L’appuntamento si distingue come uno degli eventi più significativi del cartellone, non solo per la qualità del programma, ma anche per la presenza di Roberta Invernizzi, soprano di riferimento nel panorama internazionale della musica antica. La sua interpretazione, da sempre apprezzata per la finezza stilistica e la profondità espressiva, si inserisce in un progetto che intende raccontare — attraverso la musica — l’evoluzione del gusto e dell’estetica vocale-strumentale nel primo Settecento, quando Napoli era uno dei centri propulsori della vita musicale europea.
Accanto a Roberta Invernizzi, l’Ensemble Barocco di Napoli costruisce un percorso di grande fascino timbrico e storico: Tommaso Rossi al flauto, Manuela Albano al violoncello, Ugo Di Giovanni all’arciliuto e Patrizia Varone al clavicembalo danno vita a un organico intimo ma ricchissimo di sfumature, ideale per restituire l’universo raffinato della cantata da camera. Un genere destinato a contesti privati e aristocratici, in cui la musica diventa spazio di meditazione affettiva, equilibrio formale e grazia espressiva.
Il programma attraversa pagine di Alessandro Scarlatti, Giovanni Battista Pergolesi, Johann Adolf Hasse, Domenico Sarro e Leonardo Leo, delineando un vero e proprio itinerario sonoro che riflette l’ideale arcadico di misura, chiarezza e naturalezza.

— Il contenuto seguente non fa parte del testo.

PR #525, opened 2026-09-10
feat(extensions): install extensions

scottlovegrove:
Slice 5 of 7, on top of slice 4.

Installs from a release binary, a git clone, or a local directory.

Everything is assembled in a staging directory and moved into place only once complete, with the previous install moved aside rather than deleted, so a failure part-way through leaves the working extension recoverable. The trust warning is printed before anything is downloaded, cloned or executed.

Release assets are matched by platform and architecture, verified against the release's checksums when it publishes any, and recorded in a manifest that carries the author's description and version requirement.

### DIFF
--- a/src/lib/extensions/install.test.ts
+++ b/src/lib/extensions/install.test.ts
@@ -7,7 +7,7 @@ import { writeFixtureExtension } from '../../test-support/extension-fixture.js'
 import { createGitHubClient } from './github.js'
 import { installExtension, type InstallContext } from './install.js'
 import { run } from './run.js'
-import { readState } from './state.js'
+import { readState, writeState } from './state.js'
 
 // Resolved once: a machine without git skips the clone tests visibly rather
 // than passing them vacuously.
@@ -241,22 +241,65 @@ describe('installExtension', () => {
             await expect(
                 installExtension('Doist/td-goals', { force: true }, contextFor(github.impl)),
             ).resolves.toMatchObject({ kind: 'binary' })
+
+            // The fixture really is gone, not merely reported as replaced.
+            const executable = await readFile(join(extensionsDir, 'td-goals', 'td-goals'))
+            expect(executable.equals(BINARY)).toBe(true)
+        })
+
+        it('puts the previous install back when the replacement cannot be finished', async () => {
+            await mkdir(extensionsDir, { recursive: true })
+            await writeFixtureExtension(extensionsDir, 'goals', {
+                authoredManifest: { description: 'the original' },
+            })
+            const github = stubGitHub()
+            const context = contextFor(github.impl)
+            // The state directory is a file, so recording the install fails
+            // after the new version is already in place.
+            await writeFile(stateDir, 'not a directory')
+
+            await expect(
+                installExtension('Doist/td-goals', { force: true }, context),
+            ).rejects.toThrow()
+
+            const manifest = JSON.parse(
+                await readFile(join(extensionsDir, 'td-goals', 'td-extension.json'), 'utf8'),
+            )
+            expect(manifest.description).toBe('the original')
         })
     })
 
     describe('local installs', () => {
-        it('links the directory instead of copying it', async () => {
+        it.skipIf(process.platform === 'win32')(
+            'links the directory instead of copying it',
+            async () => {
+                const workspace = join(root, 'code')
+                await mkdir(workspace, { recursive: true })
+                const target = await writeFixtureExtension(workspace, 'scratch')
+                const github = stubGitHub()
+
+                const result = await installExtension(target, {}, contextFor(github.impl))
+
+                expect(result).toMatchObject({ name: 'scratch', kind: 'local', dir: target })
+                const entry = join(extensionsDir, 'td-scratch')
+                expect((await lstat(entry)).isSymbolicLink()).toBe(true)
+                expect(github.calls).toEqual([])
+            },
+        )
+
+        it('clears state left behind by whatever was installed under that name', async () => {
             const workspace = join(root, 'code')
             await mkdir(workspace, { recursive: true })
-            const target = await writeFixtureExtension(workspace, 'scratch')
-            const github = stubGitHub()
+            const target = await writeFixtureExtension(workspace, 'goals')
+            await mkdir(extensionsDir, { recursive: true })
+            await writeFixtureExtension(extensionsDir, 'goals')
+            await writeState(stateDir, 'td-goals', { pinned: 'v1.0.0' })
 
-            const result = await installExtension(target, {}, contextFor(github.impl))
+            await installExtension(target, { force: true }, contextFor(stubGitHub().impl))
 
-            expect(result).toMatchObject({ name: 'scratch', kind: 'local', dir: target })
-            const entry = join(extensionsDir, 'td-scratch')
-            expect((await lstat(entry)).isSymbolicLink()).toBe(true)
-            expect(github.calls).toEqual([])
+            // A stale pin would otherwise make the new local install report as
+            // pinned and be skipped by every upgrade.
+            await expect(readState(stateDir, 'td-goals')).resolves.toEqual({})
         })
 
         it('warns when the directory has no executable yet, but still links it', async () => {
@@ -277,6 +320,16 @@ describe('installExtension', () => {
             await expect(
                 installExtension(workspace, {}, contextFor(github.impl)),
             ).rejects.toMatchObject({ code: 'EXTENSION_NAME_INVALID' })
+        })
+
+        it('refuses a plain file, which could never be dispatched', async () => {
+            const file = join(root, 'code', 'td-file')
+            await mkdir(join(root, 'code'), { recursive: true })
+            await writeFile(file, 'not a directory')
+
+            await expect(
+                installExtension(file, {}, contextFor(stubGitHub().impl)),
+            ).rejects.toMatchObject({ code: 'EXTENSION_NOT_INSTALLABLE' })
         })
 
         it('refuses a directory that does not exist', async () => {
@@ -312,7 +365,7 @@ describe('installExtension', () => {
             return repo
         }
 
-        it('clones when the repository publishes no matching asset', async () => {
+        it('clones a repository given as a file URL', async () => {
             const repo = await makeRepo('td-cloned')
             const github = stubGitHub({ assetName: 'td-cloned_v1_other-arch' })
 
@@ -321,6 +374,34 @@ describe('installExtension', () => {
             expect(result).toMatchObject({ kind: 'git', name: 'cloned' })
             await expect(stat(join(extensionsDir, 'td-cloned', 'td-cloned'))).resolves.toBeTruthy()
             await expect(stat(join(extensionsDir, 'td-cloned', '.git'))).resolves.toBeTruthy()
+        })
+
+        it('refuses a repository whose entry point is not executable', async () => {
+            const repo = join(root, 'origin', 'Doist', 'td-unexecutable')
+            await mkdir(repo, { recursive: true })
+            await writeFile(join(repo, 'td-unexecutable'), '#!/bin/sh\necho hi\n', { mode: 0o644 })
+            await run('git', ['init', '--quiet', '--initial-branch=main'], { cwd: repo })
+            await run('git', ['add', '.'], { cwd: repo })
+            await run(
+                'git',
+                [
+                    '-c',
+                    'user.email=t@example.com',
+                    '-c',
+                    'user.name=T',
+                    'commit',
+                    '--quiet',
+                    '-m',
+                    'init',
+                ],
+                { cwd: repo },
+            )
+
+            await expect(
+                installExtension(`file://${repo}`, {}, contextFor(stubGitHub().impl)),
+            ).rejects.toMatchObject({ code: 'EXTENSION_NOT_INSTALLABLE' })
+
+            await expect(stat(join(extensionsDir, 'td-unexecutable'))).rejects.toThrow()
         })
 
         it('refuses a repository with no executable at its root, leaving nothing behind', async () => {
--- a/src/lib/extensions/install.test.ts
+++ b/src/lib/extensions/install.test.ts
@@ -126,6 +126,7 @@ describe('installExtension', () => {
                 await readFile(join(extensionsDir, 'td-goals', '.td-manifest.json'), 'utf8'),
             )
             expect(manifest).toMatchObject({
+                manifestVersion: 1,
                 owner: 'Doist',
                 name: 'td-goals',
                 host: 'github.com',
@@ -145,6 +146,26 @@ describe('installExtension', () => {
             )
             expect(manifest.description).toBe('Track goals')
             expect(manifest.requires).toEqual({ td: '>=4.0.0' })
+        })
+
+        it('installs an extension whose manifest format is newer, and says what it ignored', async () => {
+            const github = stubGitHub({
+                authoredManifest: JSON.stringify({
+                    manifestVersion: 99,
+                    description: 'from the future',
+                }),
+            })
+
+            await expect(
+                installExtension('Doist/td-goals', {}, contextFor(github.impl)),
+            ).resolves.toMatchObject({ kind: 'binary' })
+
+            expect(warnings.some((warning) => warning.includes('format newer than'))).toBe(true)
+            const manifest = JSON.parse(
+                await readFile(join(extensionsDir, 'td-goals', '.td-manifest.json'), 'utf8'),
+            )
+            // The fields this version knows are still kept.
+            expect(manifest.description).toBe('from the future')
         })
 
         it('installs without a manifest when the repository ships none', async () => {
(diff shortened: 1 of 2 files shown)


src/lib/extensions/install.ts
```diff
@@ -0,0 +1,369 @@
...
+
+        const executableName = asset.name.endsWith('.exe') ? `${dirName}.exe` : dirName
+        const executablePath = join(staged, executableName)
+        await writeFile(executablePath, data)
+        await chmod(executablePath, 0o755)
+
+        let authored: AuthoredManifest = {}
+        if (authoredRaw) {
+            try {
+                authored = JSON.parse(authoredRaw) as AuthoredManifest
```
doistbot: <a href="#">P2</a>  `authored` is only a type assertion. `JSON.parse` returns `null` for a valid `td-extension.json` that contains `null`, and `authored.description` then throws a raw `TypeError` instead of being treated as invalid metadata. Validate that the parsed value is a non-array object before reading its fields (or reuse the manifest field-picking logic) so `null` and primitives are ignored with the existing warning path.

src/lib/extensions/install.ts
```diff
@@ -0,0 +1,369 @@
...
+
+    if (!(await exists(join(target, dirName)))) {
+        context.warn(
+            `${target} has no executable named "${dirName}" yet. Build it before running \`${context.binName} ${toCommandName(context.binName, dirName)}\`.`,
+        )
+    }
+
+    await mkdir(context.extensionsDir, { recursive: true })
+    const destination = join(context.extensionsDir, dirName)
+    if (existing) await rm(existing.entryPath, { recursive: true, force: true })
```
doistbot: <a href="#">P2</a>  Force-replacing a binary/git extension with a local install removes the old entry but leaves its state file at `stateDir/extensions/<dirName>.json`. `discoverExtensions` still reads that file, so the new local install is reported as `pinned: true` and stale update bookkeeping survives. Call `removeState(context.stateDir, dirName)` when `existing` is present, matching what `removeExtension` does for local installs.

src/lib/extensions/install.ts
```diff
@@ -0,0 +1,369 @@
...
+    existing: Extension | undefined,
+): Promise<void> {
+    const displaced = `${destination}.replaced-${process.pid}-${Date.now()}`
+    let movedAside = false
+
+    if (existing && existing.entryPath !== destination) {
+        await rm(existing.entryPath, { recursive: true, force: true })
+    }
+
+    if (await exists(destination)) {
```
doistbot: <a href="#">P2</a>  Test the destination with `lstat` rather than `exists` here. `exists()` uses `stat`, so it returns false for a dangling local-extension symlink. Discovery still finds that link, but a forced binary/git replacement skips moving it aside and `rename(staged, destination)` then fails because the dangling link occupies the destination. This prevents recovering from a deleted local target with `--force`.

src/lib/extensions/install.ts
```diff
@@ -0,0 +1,369 @@
...
+            context.client.fetchRepoFile(
+                parsed.owner,
+                parsed.repo,
+                authoredManifestFileName(context.binName),
+                release.tag,
+            ),
+        ])
+
+        verifyChecksum(data, expected, asset.name)
+        if (!expected) {
```
doistbot: <a href="#">P2</a>  Distinguish “no checksum file was published” from “a published checksum file omits this asset.” `findExpectedChecksum` returns `undefined` in both cases, so an incomplete `checksums.txt` installs the selected asset unverified and emits the inaccurate “publishes no checksums” warning. Reject a release that publishes checksums but has no entry for the selected asset.

src/lib/extensions/install.ts
```diff
@@ -0,0 +1,369 @@
...
+            asset: asset.name,
+            sha256: sha256(data),
+            installedAt: new Date().toISOString(),
+            description: authored.description,
+            requires: authored.requires,
+            completion: authored.completion,
+        })
+
+        await moveIntoPlace(staged, destination, existing)
+        await writeState(context.stateDir, dirName, {
```
doistbot: <a href="#">P2</a>  Preserve the displaced install until state persistence succeeds, or roll back on a `writeState` failure. If the state path is unwritable, a forced install has already replaced and deleted the previous extension before this call rejects. The command then reports failure while the recoverable prior install is gone; the git path has the same ordering.

src/lib/extensions/install.ts
```diff
@@ -0,0 +1,369 @@
...
+): Promise<InstallResult> {
+    const dirName = parsed.repo
+    const destination = join(context.extensionsDir, dirName)
+    const staged = await stagingDir(context.extensionsDir, dirName)
+    // git refuses to clone into a directory that already has entries.
+    await rm(staged, { recursive: true, force: true })
+
+    let moved = false
+    try {
+        await clone(parsed.url, staged)
```
doistbot, line 310: <a href="#">P2</a>  `installGit` passes the raw source URL to `clone`, and on failure `clone` throws `Could not clone ${url}.` (git.ts), printing the full URL. A private-repo URL with embedded credentials (`https://user:TOKEN@github.com/...`) will therefore echo the token to the terminal/logs when cloning fails (e.g., a typo in the repo path). Redact the `user:pass@` userinfo in the error path while still using the original URL for the actual `git clone`.

doistbot (commented):
Slice 5 adds extension installation from release binaries, git clones, or local directories, with staging-then-move semantics, checksum verification, and a trust warning emitted before any download or clone — the overall flow is solid and well tested. Few things worth tightening:
- Harden manifest parsing and checksum handling: validate that a parsed `td-extension.json` is a non-array object before reading fields, and distinguish "no checksum file published" from "checksum file omits the selected asset" so incomplete checksum files don't install unverified binaries under a misleading warning.
- Fix force-replace recovery gaps: a dangling local symlink defeats the `exists()` destination check, replaced installs are deleted before state persistence succeeds (leaving no rollback on write failure), and swapping a binary/git install for a local one leaves stale state files that make the new install report as pinned.
- Address the Windows-specific issues: case-insensitive filtering of protected env vars before spawning npm, and a platform-dependent test assertion around local symlink recording.
- Misc: redact embedded credentials from git clone failure messages, and replace the O(n) discovery sweep used to detect `dirName` collisions with a direct check of the destination entry.

<details>
<summary>Optional follow-up notes (13)</summary>

- **<a href="#">P3</a> src/lib/extensions/install.ts:120**: The displaced backup name `<destination>.replaced-…` lives inside `extensionsDir` and still starts with `<bin>-`, so `discoverExtensions` treats a leftover backup as an installed extension. If the process dies between the two renames, or `rm(displaced)` fails at the end, the old install reappears on the next run as an extra extension named `<name>.replaced-…`. Prefix it with a dot like the staging directory, or stage it outside `extensionsDir`.
- **<a href="#">P3</a> src/lib/extensions/install.ts:243**: `exists` is true for directories and for files without the executable bit, so a clone with a directory (or a non-executable script) named after the repo installs successfully and only fails later at dispatch with `EXTENSION_NOT_EXECUTABLE`. Check `isExecutable(join(staged, dirName))` — or at least `stat(...).isFile()` — so this surfaces during install; binary installs already `chmod` the executable.
- **<a href="#">P3</a> src/lib/extensions/install.test.ts:319**: This test title says it covers the "no matching asset → clone" fallback, but `file://${repo}` is parsed as a non-GitHub git source, so `fetchRelease`/`pickAsset` never run and the `stubGitHub({ assetName: … })` setup is unused. Rename it to describe the clone-from-file-URL behavior, or drive it through a GitHub shorthand source with git/network mocked so the fallback branch is actually exercised.
- **<a href="#">P3</a> src/lib/extensions/install.ts:311**: Unlike `moveIntoPlace`, a forced local replacement deletes the old install before creating the new link: if `symlink` (or the Windows `writeFile`) fails at lines 314-319, the previously installed extension is gone with nothing to restore, contradicting the recovery design documented at the top of this module. Creating the link at a temp path in the extensions dir and renaming it over the old entry would preserve the old install on failure.
- **<a href="#">P3</a> src/lib/extensions/install.ts:102**: `stagingDir` hand-rolls a unique directory name from `process.pid` + `Date.now()` and then does `rm` + `mkdir`. Node's `mkdtemp` (already used throughout this repo) creates a unique directory atomically and without collision risk. Use `await mkdtemp(join(extensionsDir, `.staging-${dirName}-`))` after the `mkdir` of `extensionsDir`.
- **<a href="#">P3</a> src/lib/extensions/install.ts:240**: `resolveRef(staged, 'HEAD')` duplicates `headSha(staged)`, which is already imported and called again at line 257 — both shell out to `rev-parse HEAD`. Reuse the one call: `pinnedSha = await headSha(staged)` and derive `version` from it, saving a subprocess and the redundant helper use.
- **<a href="#">P3</a> src/lib/extensions/install.ts:196**: `sha256(data)` recomputes the digest that `verifyChecksum` just computed internally. Having `verifyChecksum` return the hash it already calculated (or hashing once here and passing it in) avoids hashing the asset buffer twice.
- **<a href="#">P3</a> src/lib/extensions/install.ts:231**: `stagingDir` already returns a fresh empty directory, then this line deletes it and lets `git clone` recreate it. `git clone <url> <existing-empty-dir>` is supported, so the `rm` (and the comment above it) is unnecessary; clone directly into the staged path.
- **<a href="#">P3</a> src/lib/extensions/install.ts:123**: This guard is unreachable: `preflight` only returns an extension whose `entryPath` is `join(extensionsDir, dirName)`, which is exactly `destination` (discovery entries map 1:1 to `td-<name>` and `dirName` is validated to that shape). Dropping the branch removes a second deletion path. `installLocal` has the same redundancy: `rm(existing.entryPath)` followed immediately by `rm(destination)`.
- **<a href="#">P3</a> src/lib/extensions/install.ts:273**: The `moved` flag isn't needed: after `moveIntoPlace` succeeds, `staged` has been renamed away, so an unconditional `rm(staged, { recursive: true, force: true })` is a no-op — which is exactly what `installBinary`'s `finally` (lines 216-218) already does. Dropping the flag makes the two installers consistent and removes a line of state.
- **<a href="#">P3</a> src/lib/extensions/install.ts:176**: `writeFile` accepts a `mode` option, so the separate `chmod` is an extra syscall on every install. Pass `{ mode: 0o755 }` to the `writeFile` call at line 175 and drop the follow-up `chmod`.
- **<a href="#">P3</a> src/lib/extensions/install.test.ts:291**: `installGit`'s `--pin` branch (checkout the ref, resolve HEAD, and record the SHA in state) has no coverage. The binary-pin test only covers the release path, and neither git-clone test passes `pin`.
- **<a href="#">P3</a> src/lib/extensions/install.test.ts:326**: This test copy-pastes the ~20-line git init/add/commit sequence from `makeRepo` above it, differing only in that it writes a README instead of an executable. Give `makeRepo` a `files: Record<string, string>` option (like `writeFixtureExtension` does) and call it here, so a change to the repo-creation incantation only needs editing once.

</details>

<sub>[Share Feedback](https://github.com/Doist/doistbot-app/issues/new?template=review-feedback.yml&title=Review+feedback+for+Doist%2Ftodoist-cli&pr_url=https%3A%2F%2Fgithub.com%2FDoist%2Ftodoist-cli%2Fpull%2F525&datadog_url=https%3A%2F%2Fapp.datadoghq.com%2Flogs%3Fquery%3Dservice%253A%2528doistbot-app-sandbox%2520OR%2520doistbot-app%2529%2520%2540meta.deliveryId%253A4c5b9640-ad22-11f1-9475-80451161e3c9%26agg_m%3Dcount%26agg_m_source%3Dbase%26agg_t%3Dcount%26clustering_pattern_field_path%3Dmessage%26cols%3Dhost%252Cservice%26fromUser%3Dtrue%26messageDisplay%3Dinline%26refresh_mode%3Dsliding%26storage%3Dhot%26stream_sort%3Ddesc%26viz%3Dstream%26live%3Dtrue) • [Review Logs](https://app.datadoghq.com/logs?query=service%3A%28doistbot-app-sandbox%20OR%20doistbot-app%29%20%40meta.deliveryId%3A4c5b9640-ad22-11f1-9475-80451161e3c9&agg_m=count&agg_m_source=base&agg_t=count&clustering_pattern_field_path=message&cols=host%2Cservice&fromUser=true&messageDisplay=inline&refresh_mode=sliding&storage=hot&stream_sort=desc&viz=stream&live=true)</sub>

src/lib/extensions/install.ts
```diff
@@ -0,0 +1,369 @@
...
+            `"${name}" is the name of a built-in ${context.binName} command.`,
+            {
+                hints: [
+                    `An extension cannot take that name. It would only be reachable as \`${context.binName} extension exec ${name}\`.`,
+                ],
+            },
+        )
+    }
+
+    const installed = await discoverExtensions({
```
doistbot: <a href="#">P2</a>  This enumerates and fully describes every installed extension (including manifests, state, and executable checks) solely to detect a collision for the known `dirName`. Check the single destination entry directly instead; installs with many extensions currently incur O(n) filesystem work before any download or clone.

src/lib/extensions/install.test.ts
```diff
@@ -0,0 +1,355 @@
...
+            await writeFixtureExtension(extensionsDir, 'goals')
+            const github = stubGitHub()
+
+            await expect(
+                installExtension('Doist/td-goals', {}, contextFor(github.impl)),
+            ).rejects.toMatchObject({ code: 'EXTENSION_ALREADY_INSTALLED' })
+
+            await expect(
+                installExtension('Doist/td-goals', { force: true }, contextFor(github.impl)),
+            ).resolves.toMatchObject({ kind: 'binary' })
```
doistbot, line 264: <a href="#">P2</a>  The forced replacement is only asserted via `{ kind: 'binary' }`. It never verifies the existing `td-goals` fixture was actually replaced, and there is no test for the `moveIntoPlace` recovery branch where a failed staged->destination rename restores the displaced old install. A test that forces a replace, makes that final move fail, and asserts the previous extension still exists would pin down the PR's stated "previous install moved aside" guarantee.

src/lib/extensions/install.test.ts
```diff
@@ -0,0 +1,355 @@
...
+            const workspace = join(root, 'code')
+            await mkdir(workspace, { recursive: true })
+            const target = await writeFixtureExtension(workspace, 'scratch')
+            const github = stubGitHub()
+
+            const result = await installExtension(target, {}, contextFor(github.impl))
+
+            expect(result).toMatchObject({ name: 'scratch', kind: 'local', dir: target })
+            const entry = join(extensionsDir, 'td-scratch')
+            expect((await lstat(entry)).isSymbolicLink()).toBe(true)
```
doistbot: <a href="#">P2</a>  This assertion fails on Windows, where installLocal deliberately writes a plain file recording the target instead of a symlink (see the win32 branch in install.ts, with a comment explaining symlinks need elevated rights there). Guard with `it.skipIf(process.platform === 'win32')` or branch the assertion on the platform, otherwise any contributor running `npm test` on Windows gets a false failure for behavior the code intentionally supports.

src/lib/extensions/install.ts
scottlovegrove: Done. A downloaded author manifest now goes through the same field checks as one read from disk, so null, an array or wrong types are ignored with the existing warning rather than throwing.

src/lib/extensions/install.ts
scottlovegrove: Done. A local install now clears state left by whatever was installed under that name, so a stale pin cannot make the new install report as pinned and be skipped by every upgrade.

src/lib/extensions/install.ts
scottlovegrove: Done. The destination is tested with lstat, so a local install whose target has been deleted is seen as occupying the path and can be replaced with --force.

src/lib/extensions/install.ts
scottlovegrove: Done. The checksum lookup now reports whether the release publishes checksums at all, separately from whether it names this asset, and a release that publishes them but omits the asset being installed is refused rather than installed unverified.

src/lib/extensions/install.ts
scottlovegrove: Done. The displaced install now stays put until everything that can still fail has succeeded, and is restored if recording the install fails. Both the binary and the git path do this, and there is a test that makes the state write fail and asserts the previous extension is still there.

src/lib/extensions/install.ts
scottlovegrove: Done in the tools slice: the URL is redacted before it appears in an error, and the same redaction is applied to git's own output, so a failed clone of a private repository cannot print a token.

src/lib/extensions/install.ts
scottlovegrove: Done. Collision detection now looks at the single entry that could match, through findExtension, instead of describing every installed extension before any download.

src/lib/extensions/install.test.ts
scottlovegrove: Done. The forced replacement now asserts the new binary really is on disk, and there is a separate test that makes the step after the move fail and asserts the previous extension is restored intact.

src/lib/extensions/install.test.ts
scottlovegrove: Done. That assertion is skipped on Windows, where installLocal deliberately writes a path file instead. Also added a test that a local source which is not a directory is refused, renamed the file-URL clone test to say what it actually covers, moved staging to mkdtemp, dot-prefixed the set-aside copy so a leftover one is not discovered as an extension, made the local replacement atomic, and made a clone's entry point have to be executable at install time rather than at first run.

gnapse (approved):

Un ideale che, tra la fine del Seicento e l’inizio del Settecento, influenzò profondamente la cultura europea, trovando nella musica napoletana una delle sue espressioni più alte.
Il concerto si apre e si chiude simbolicamente nel segno di Alessandro Scarlatti, figura cardine della scuola napoletana, con due cantate che ne rappresentano momenti diversi ma complementari: la celebre “Clori mia, Clori bella” (1699), esempio luminoso di equilibrio tra lirismo e struttura, e la conclusiva “Ardo per te d’amore”. Tra questi due poli si collocano la Sinfonia in fa maggiore di Pergolesi, le cantate “Quel vago seno” di Hasse e “Se pur fosse il cor capace” di Sarro, oltre alla Sonata II in re minore di Leonardo Leo.
''In queste pagine emerge con forza la dimensione dialogica tra voce e strumenti – sottolinea Tommaso Rossi – e spicca il ruolo cruciale del flauto, al quale è affidato il compito di rifrangere e prolungare il gesto espressivo del canto''. È proprio in questo continuo rimando tra parola e suono che si manifesta la modernità di un repertorio capace, ancora oggi, di parlare al pubblico contemporaneo.
Dopo il debutto napoletano, il concerto intraprenderà una tournée che toccherà Avezzano (5 febbraio, Harmonia Novissima), Pescara (6 febbraio, Società del Teatro e della Musica “Luigi Barbara”), Campobasso (7 febbraio, Amici della Musica “Walter De Angelis”), Lamezia Terme e Vibo Valentia (12 e 13 marzo per AMA Calabria), per concludersi a Messina il 14 marzo, ospite dell’Accademia Filarmonica.
''Un’occasione – conclude Tommaso Rossi – per riscoprire un patrimonio sonoro che, superando la funzione di semplice memoria storica, continua a stimolare una riflessione critica e a emozionare per la sua profonda attualità''. Un’Arcadia che, ancora una volta, torna a vivere attraverso il suono.